Would you write out all of the records that follow, exactly as they stand?

Dataset excerpts:
+++

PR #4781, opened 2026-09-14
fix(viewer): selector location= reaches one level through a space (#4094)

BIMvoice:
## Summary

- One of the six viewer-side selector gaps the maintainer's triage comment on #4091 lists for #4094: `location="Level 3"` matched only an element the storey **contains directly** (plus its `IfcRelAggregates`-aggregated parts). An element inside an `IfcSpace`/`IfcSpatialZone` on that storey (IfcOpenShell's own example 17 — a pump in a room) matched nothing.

+++

Response area:
PR #4781, opened 2026-09-14
fix(viewer): selector location= reaches one level through a space (#4094)

BIMvoice:
## Summary

- One of the six viewer-side selector gaps the maintainer's triage comment on #4091 lists for #4094: `location="Level 3"` matched only an element the storey **contains directly** (plus its `IfcRelAggregates`-aggregated parts). An element inside an `IfcSpace`/`IfcSpatialZone` on that storey (IfcOpenShell's own example 17 — a pump in a room) matched nothing.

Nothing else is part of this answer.